In the original Pink Panther film, the egregiously underused Peter Sellers played the detective assigned to catch the Phantom, a mysterious jewel thief known for leaving a single, white monogrammed glove at the scene of each heist. The covetous diamond belongs to a Princess, quiet possibly of South Asian provenance, who’s visiting a Swiss resort where the Phantom is waiting to seduce her and eventually steal said diamond. All the necessary hi-jinks ensue, complemented by circuitous and often needless motives. But Sellers’ Clouseau is riotously funny, charming, and peerless in his physical comedy. The film almost seemed pointless without Clouseau in each scene.

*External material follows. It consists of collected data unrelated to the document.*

PR #1437, opened 2026-09-19
fix(ttsc): report a missing Windows Go wrapper as not found, and fix two environment-bound tests

### LINKED ISSUE #1432: A missing Windows .cmd Go toolchain reports EINVAL instead of the install hint on current Node
## Summary

When `TTSC_GO_BINARY` names a Windows `.cmd` or `.bat` wrapper that does not exist, ttsc should report "the Go toolchain was not found" and name `TTSC_GO_BINARY`. On Node 24 it reports instead:

```
ttsc: reading go.mod for plugin "go-source-plugin" failed to spawn missing-go.cmd: spawnSync missing-go.cmd EINVAL
```

## Cause

`spawnGoTool` preserves the native ENOENT contract for a missing wrapper by spawning the `.cmd` path directly without a shell. Since the CVE-2024-27980 fix (Node 18.20.2, 20.12.2, 21.7.3 and later), Node refuses to launch a `.cmd` or `.bat` without a shell and answers EINVAL before looking for the file. The callers map only ENOENT to the install hint.

## Reproduction

`test_plugin_corpus_missing_go_toolchain_points_users_at_the_install_hint` and the missing-wrapper cases of `test_spawngotool_preserves_windows_command_wrapper_arguments`, on Windows with Node 24.

## Expected

The wrapper resolution already knows the file does not exist, so the missing tool reports the ENOENT result Node gives for any missing executable, on every Node version.

### LINKED ISSUE #1436: Two tests fail on Windows machines with an 8.3 temp path or without the symlink privilege
## Summary

Two tests fail for reasons unrelated to the behavior they pin. Both show up on a Windows developer machine; the CI runners have neither condition.

1. `test_project_rule_lifecycle_surfaces_through_package_discovery_cli_api_and_watch` compares the URI the server publishes for the project's tsconfig with `pathToFileURL(...).href` as strings. When the temp directory is an 8.3 short path (`C:\Users\SAMCHO~1\...`), Node's `pathToFileURL` spells `~` as `%7E` while the server keeps the unreserved `~`. The two URIs are equivalent (RFC 3986 section 6.2.2.2), and the server names this file itself, because no client opened it. Other LSP tests compare a URI the server echoes back from `didOpen`, where string equality is correct.
2. `test_ttsx_virtual_layout_mirrors_a_file_symlink_project_entry` creates its file-symlink fixture unconditionally, so on Windows without `SeCreateSymbolicLinkPrivilege` the fixture itself throws EPERM. The peer symlink tests return early when the fixture cannot be created. The product's fallback for a refused mirror is pinned separately by `test_linkvirtualentry_copies_a_file_symlink_entry_when_symlink_creation_fails`.

## Expected

The first test compares the server-named URI as the file it names. The second skips when its fixture cannot exist, like its peers.

samchon:
## Intent

Fix the remaining defects found during the ttsx work: one product defect on current Node for Windows, and two tests that failed for reasons unrelated to the behavior they pin.

Closes #1432
Closes #1436

## Changes

- **`spawnGoTool` (#1432).** A missing Windows `.cmd` or `.bat` Go wrapper was spawned directly to preserve the native ENOENT contract. Since the CVE-2024-27980 fix, Node refuses that spawn with EINVAL before looking for the file, so the "Go toolchain was not found" install hint never appeared. The wrapper resolution already knows the file does not exist, so nothing is spawned: the result is the one Node returns for a missing executable. The ENOENT errno comes from `util.getSystemErrorMap()`.
- **Project-rule lifecycle test (#1436).** It compared the URI the server publishes for a config no client opened with `pathToFileURL(...).href` as strings, and Node spells the unreserved `~` of a Windows 8.3 path as `%7E`. It now compares the file each URI names.
- **File-symlink virtual-layout test (#1436).** It returns early when its symlink fixture cannot be created, as its peer symlink tests do. The product fallback for a refused mirror stays pinned by `test_linkvirtualentry_copies_a_file_symlink_entry_when_symlink_creation_fails`.

## Verification (local, win32-x64, Node 24.18.0)

- `test_plugin_corpus_missing_go_toolchain_points_users_at_the_install_hint`: failed with EINVAL before the change, passes after.
- `test_spawngotool_preserves_windows_command_wrapper_arguments`: pass.
- `test_project_rule_lifecycle_surfaces_through_package_discovery_cli_api_and_watch`: failed on `~` versus `%7E` before, passes after.
- `test_ttsx_virtual_layout_mirrors_a_file_symlink_project_entry`: threw EPERM before, passes after.
- `packages/ttsc` `tsc` build: clean.

https://claude.ai/code/session_01RUNXb4ecweEo5KBbpAuNk4


samchon (commented):
CI on 2cb5916c: 28/28 green, including every platform lane, both Windows lanes, and the ttsc core and native defenses.

samchon (commented):
Self-review round on 2cb5916c: fileURLToPath throws on a non-file URI, and the lifecycle test called it inside a notification predicate, where the throw would escape the listener. Fixed on bc859fc3 with a non-throwing namesFile helper that answers false for any other scheme, as the replaced string comparison did. The test passes locally.

samchon (commented):
Coverage round on 4d2ce3dd: added test_spawngotool_reports_every_missing_go_tool_as_native_enoent. It covers every missing spelling (bare, .cmd/.bat in either case, relative, absolute) and compares each result field by field with Node's own ENOENT. Mutation check: with the fix reverted in the built lib it fails with EINVAL; with the fix it passes.

samchon (commented):
CI on 4d2ce3dd: 28/28 green, nestia consumer run included. Merging with the repository's squash method.

Issue #345, opened 2026-04-22
gbrain import walker doesn't apply isSyncable(); READMEs become orphan pages and drag brain_score (third instance of walker-drift class)


jeffweishaupt:
## Bug

Third instance of the same walker-drift class flagged in #202 (extract walker) and adjacent to #256 (artifact dirs in `isSyncable`): `gbrain import` and `gbrain sync` disagree about what counts as a page.

`isSyncable()` in `src/core/sync.ts:89` excludes `schema.md`, `index.md`, `log.md`, `README.md` — and `gbrain sync` honors this:

```ts
const skipFiles = ['schema.md', 'index.md', 'log.md', 'README.md'];
```

But `gbrain import` (`src/commands/import.ts:50` → `collectMarkdownFiles`) walks every `.md`/`.mdx` and imports it without calling `isSyncable()`:

```ts
} else if (entry.endsWith('.md') || entry.endsWith('.mdx')) {
  files.push(full);
}
```

Effect: every full import re-introduces directory READMEs (`companies/README.md`, `people/README.md`, etc.) as page records. Nothing links to them, `orphans.ts` counts them, and brain_score's `noOrphans` factor drops accordingly.

On a 109-page brain, 6 README orphans = ~5.5% orphan rate = ~1 point lost on the noOrphans component (worth 15 of 100). User-visible cost #202 didn't surface — that issue framed it as "page count is misleading."

**Suggested fix:**

Quick fix: call `isSyncable(relativePath)` in `runImport`'s file loop. Two-line patch.

Long-term (matches what #202's reporter proposed): extract a shared `shouldWalk(path)` helper out of `isSyncable` and have all three walkers (`sync`, `import`, `extract`) call it so they can't drift apart again. This would close #202 and this issue in one PR.

**Reproduction:**

```bash
gbrain query "SELECT slug FROM pages WHERE slug LIKE '%/readme'"
# Returns one row per directory README: companies/readme, people/readme, etc.
```

### Environment

- gbrain v0.17.0 (commit 55ca498)
- Postgres + pgvector engine
- 109 pages

iannwu:
Adding a concrete same-source round-trip repro from `gbrain 0.37.5.0` that shows this walker drift can also delete an existing README page during incremental sync, not just reintroduce README orphans during full import.

## Repro

Brain repo has a nested resolver page:

```text
products/README.md
```

After a prior full sync/import, it exists in the DB as:

```text
products/readme
```

[...]

PR #1419, opened 2026-05-25
fix(extract): opt-in skipMetaFiles so meta-file wikilinks get harvested

zer0me:
## Summary

**`gbrain extract links --source fs` silently drops every outbound wikilink from any file named `index.md`, `log.md`, `README.md`, or `schema.md`** — at every depth in the vault. The walker calls `isSyncable()`, which hard-skips those four basenames. But `gbrain import` *has* created those files as pages via a separate code path. The result is asymmetric: those pages exist in `pages`, get embedded, show up in search — but their outbound edges never make it into the `links` table. They're zombie pages.

This bites hardest when those meta-files are the actual hubs of the brain rather than project boilerplate. On the brain I'm running, `vault/index.md` carries ~70 wikilinks (equipo, productos, clientes, fuentes tables) and `vault/data_room_pre-seed/*/README.md` is the entry point for nine sub-folders. Every one of those was orphan in the graph despite being visibly central in the content.

## Repro

```bash
mkdir -p /tmp/v/wiki
printf '# hub\n- [[wiki/foo]]\n' > /tmp/v/index.md
printf '# foo\n' > /tmp/v/wiki/foo.md

gbrain import /tmp/v
gbrain extract links --source fs --dir /tmp/v
gbrain graph index --depth 1
# → links: []   (expected: 1 → wiki/foo)
```

Same outcome for `log.md`, any `README.md`, or `schema.md`.

## Fix

Add `skipMetaFiles?: boolean` to `SyncableOptions` (default `true` preserves the current remote-sync behavior — `gbrain sync` callers in `commands/sync.ts` should keep skipping these basenames so project boilerplate isn't pushed). Pass `false` from the shared `walkMarkdownFiles` in `commands/extract.ts` so the local link harvester treats them as the pages they really are.

No call-site changes required for downstream consumers — they continue to get the default-true behavior. The flag is purely additive.

## Why opt-in rather than removing the skip entirely

The skip is correct for `gbrain sync`'s push-to-remote path: you don't want every project's `README.md` and `index.md` pushed to a shared sync target as if they were content pages. The skip is wrong only for *local* walkers that treat the brain dir as the source of truth and need every page's edges. `skipMetaFiles: false` lets each caller declare its own intent.

## Observed impact

305-page personal brain, single `extract links --source fs` run after the patch:

| metric | before | after |
|---|---|---|
| pages_processed | 267 | **280** (+13 meta-files) |
| links_created (one run) | 0 (idempotent) | **436** |
| outbound from `index` | 18 (manual `gbrain link`) | **243** |
| outbound from `log` | 0 | **118** |
| orphans | 26 | **10** (remaining are bitácora timestamp leaves) |
| brain_score | 84 | 84 (orphans 14/15, link coverage entities 100%) |

## Test plan

- [x] `bun run typecheck` — no new errors in `src/` (pre-existing fuzz / chokidar / js-yaml issues unrelated)
- [x] End-to-end on a real 305-page brain: import → extract → graph queries show outbound from `index.md` / `log.md` / data-room READMEs (previously all 0)
- [x] Sanity-checked that `gbrain sync` path is unaffected (only `extract.ts` walker opts in)
- [ ] Maintainer to confirm no other call-site should also opt in (frontmatter command? brain-writer? would value a second look)

### DIFF
--- a/src/commands/extract.ts
+++ b/src/commands/extract.ts
@@ -83,7 +83,10 @@ export function walkMarkdownFiles(dir: string): { path: string; relPath: string 
           walk(full);
         } else if (entry.endsWith('.md') && !entry.startsWith('_')) {
           const rel = relative(dir, full);
-          if (!isSyncable(rel, { strategy: 'markdown' })) continue;
+          // skipMetaFiles: false — extract treats index.md / log.md / README.md / schema.md
+          // as real pages so their outbound wikilinks get harvested. The default-true
+          // exclusion still applies to remote sync (push), which has its own callers.
+          if (!isSyncable(rel, { strategy: 'markdown', skipMetaFiles: false })) continue;
           files.push({ path: full, relPath: rel });
         }
       } catch { /* skip unreadable */ }
--- a/src/core/sync.ts
+++ b/src/core/sync.ts
@@ -37,6 +37,14 @@ interface SyncableOptions {
   strategy?: SyncStrategy;
   include?: string[];
   exclude?: string[];
+  /**
+   * Skip meta-pages (`index.md`, `log.md`, `README.md`, `schema.md`) by basename.
+   * Default `true` to preserve historical behavior — sync to remote shouldn't push
+   * project boilerplate. Pass `false` from local-only walkers (extract, link
+   * reconciliation, frontmatter) where these files ARE legitimate pages and their
+   * outbound wikilinks must be captured.
+   */
+  skipMetaFiles?: boolean;
 }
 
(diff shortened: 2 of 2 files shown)


time-attack:
Thank you for the detailed repro and before/after numbers. Closing because the premise no longer matches master: `gbrain import` explicitly excludes the `SYNC_SKIP_FILES` metafiles from bulk import (`src/commands/import.ts` ~line 590, closing #345), so those files are not indexed as pages by either path — harvesting their outbound links would create edges from pages that do not exist. The metafile skip is a deliberate, documented convention, and #1433 already handled the one real residual case by preserving pre-existing metafile pages during sync cleanup. If a particular `index.md` is genuinely a content hub, renaming it is the supported route.

PR #1420, opened 2026-05-25
Use configured embedding dims in providers test

uncfreak1255-code:
## Summary
- preserve configured embedding dimensions when `runProviders test --model ...` targets the active embedding model
- add a regression test for the embedding override path

## Verification
- bun test test/providers-run-test.test.ts


uncfreak1255-code:
Closing this upstream PR. I’m no longer using garrytan/gbrain as my deployment target; local work now lands on my fork operating branch instead.

PR #1421, opened 2026-05-25
fix: warn when env vars override ze-switch embedding config

garrytan-agents:
## Problem

`ze-switch` writes the new embedding model to DB config and `~/.gbrain/config.json`, but `loadConfig()` gives **highest precedence** to `process.env.GBRAIN_EMBEDDING_MODEL`. If the user has this env var set (common in `.env` files loaded at gateway/shell startup), the switch silently does nothing at runtime.

The user sees `Switch status: applied` and thinks it worked. But every gbrain command still uses the old OpenAI model because the env var overrides DB + file config.

**Real-world impact:** 716K chunks had to be re-embedded because the env override meant the switch to ZeroEntropy silently didn't take effect. Doctor reported `openai:text-embedding-3-large` dimension mismatch for hours before the root cause was traced to stale env vars.

### 1. `ze-switch` env override warning

After applying the switch, checks if `GBRAIN_EMBEDDING_MODEL` or `GBRAIN_EMBEDDING_DIMENSIONS` are set in the process environment and differ from the target. Prints a prominent warning box:

```
╔══════════════════════════════════════════════════════════════╗
║  ⚠️  ENV OVERRIDE DETECTED — ACTION REQUIRED                ║
╠══════════════════════════════════════════════════════════════╣
║  GBRAIN_EMBEDDING_MODEL is set in your environment:         ║
║    Current env: openai:text-embedding-3-large               ║
║    Switch target: zeroentropyai:zembed-1                    ║
║                                                              ║
║  The env var takes HIGHEST PRECEDENCE and will override      ║
║  this switch. Update your .env file or shell environment.    ║
║                                                              ║
║  Without this change, the switch has NO EFFECT at runtime.   ║
╚══════════════════════════════════════════════════════════════╝
```

### 2. `doctor` env/DB mismatch detector

New `embedding_env_override` check: if the env var disagrees with DB config, warns with the exact fix. Surfaces the mismatch on every doctor run instead of reporting a confusing dimension error.

## Testing

- Set `GBRAIN_EMBEDDING_MODEL=openai:text-embedding-3-large` in env
- Run `gbrain ze-switch --non-interactive --force`
- Verify warning box appears after "Switch status: applied"
- Run `gbrain doctor --fast`
- Verify `embedding_env_override` warning appears

### DIFF
--- a/src/commands/doctor.ts
+++ b/src/commands/doctor.ts
@@ -3212,6 +3212,38 @@ export async function buildChecks(
     });
   }
 
+  // 8b+. Env-vs-DB embedding config mismatch detector (v0.41 env-override guard).
+  //       If GBRAIN_EMBEDDING_MODEL env var is set and disagrees with the DB config,
+  //       the user likely ran ze-switch but forgot to update their .env / shell env.
+  //       This is the #1 cause of "doctor says wrong model" confusion.
+  try {
+    const envEmbedModel = process.env.GBRAIN_EMBEDDING_MODEL;
+    if (envEmbedModel) {
+      const dbEmbedModel = await engine.getConfig('embedding_model');
+      if (dbEmbedModel && envEmbedModel !== dbEmbedModel) {
+        checks.push({
+          name: 'embedding_env_override',
+          status: 'warn',
+          message:
+            `GBRAIN_EMBEDDING_MODEL env var (${envEmbedModel}) overrides DB config (${dbEmbedModel}). ` +
+            `Env vars take highest precedence in loadConfig(). ` +
+            `Update your .env or shell environment to match: GBRAIN_EMBEDDING_MODEL=${dbEmbedModel}`,
+        });
+      }
+      const envDims = process.env.GBRAIN_EMBEDDING_DIMENSIONS;
+      const dbDims = await engine.getConfig('embedding_dimensions');
+      if (envDims && dbDims && envDims !== dbDims) {
+        checks.push({
+          name: 'embedding_env_override',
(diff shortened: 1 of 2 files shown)


garrytan:
Closing in favor of fix-wave incorporation on garrytan/pr-1414-1416-1421 (shipping as v0.41.2.1). Rebuilt with /plan-eng-review + codex outside-voice structural improvements:

- **Pre-apply refusal** (with `--ignore-env-override` escape hatch) rather than post-apply warning — the 716K-chunk damage incident in your PR description proves the schema transition is the one-way door, so the gate must fire BEFORE any mutation (snapshot write, schema). Test asserts ZERO setConfig calls fire on a refused apply.
- **Gate also fires in `resumeRetrievalUpgrade`** (codex caught the resume bypass that would have re-opened the same failure surface).
- **Gate fires BEFORE `setConfig(KEY_PREVIOUS_SNAPSHOT)` at line ~294** (not just before `runSchemaTransition` at line ~304) — refused = zero side effects.
- **`ApplyResult` tagged union** extends with `{status:'refused', reason:'env_override', warning}`; CLI `ze-switch.ts` renders the ASCII box from `formatEnvOverrideWarning` — planner stays data-pure.
- **`embedding_env_override` doctor check** uses `Check.details` (typed shape per existing `Check.issues` mismatch codex caught) and is wired into BOTH `buildChecks()` AND `doctorReportRemote()` (cross-surface parity).
- **ASCII box convention** (per repo D10) replaces the Unicode box-drawing UI.

Credit on the merged commit.

PR #1423, opened 2026-05-25
fix(ai): route Ollama chat through native API

pabloglzg:
## Summary
- declare Ollama as a local chat and expansion provider, not only embeddings
- route Ollama `/v1/chat/completions` calls through native `/api/chat` with `think:false` so thinking models return visible content for GBrain chat/expansion
- enable structured outputs for Ollama's openai-compatible client so `generateObject()` sends JSON schema requests, then map that schema to Ollama native `format`
- keep embeddings on Ollama's OpenAI-compatible `/v1/embeddings` path and normalize `OLLAMA_BASE_URL` when it omits `/v1`
- tighten the expansion prompt to require the exact `queries` key used by the schema
- update chat/provider tests and add an Ollama-specific compatibility test suite

## Verification
- `bun run typecheck`
- `bun test test/ai/recipe-ollama.test.ts test/ai/gateway-chat.test.ts test/ai/recipes-existing-regression.test.ts test/providers.test.ts test/ai/build-gateway-config.test.ts test/ai/no-batch-cap-suppression.serial.test.ts test/ai/recipe-llama-server.test.ts` (75 pass)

Maybe this was Steve Martin’s intention in resuscitating The Pink Panther—there was still comedic bullion to mine—and despite momentary flashes of inanity, he seems to have availed himself rather well. To wit: Martin’s Clouseau isn’t a difference in degree from Sellers’ Clouseau, but a difference in breed: An altogether dumber and more graceless man, who brandishes his subtlety with a rubber mallet. Martin’s Clouseau serves as the film’s rasion d’etre. Where our Clouseau of ‘67 would lose his balance on a spinning globe, inevitably falling to the floor, hurting no one but himself, the ‘06 model sends the globe, much heavier and now made of metal, rolling through Paris, injuring numerous pedestrians. The new Clouseau has a zany breadth that, on a good day, could be mistaken for Austin Powers’s mojo. Whether incoherently pronouncing hamburger like a German (damburgert!) or staring vacantly as to the meaning of raconteur, Martin’s Clouseau works on so many levels.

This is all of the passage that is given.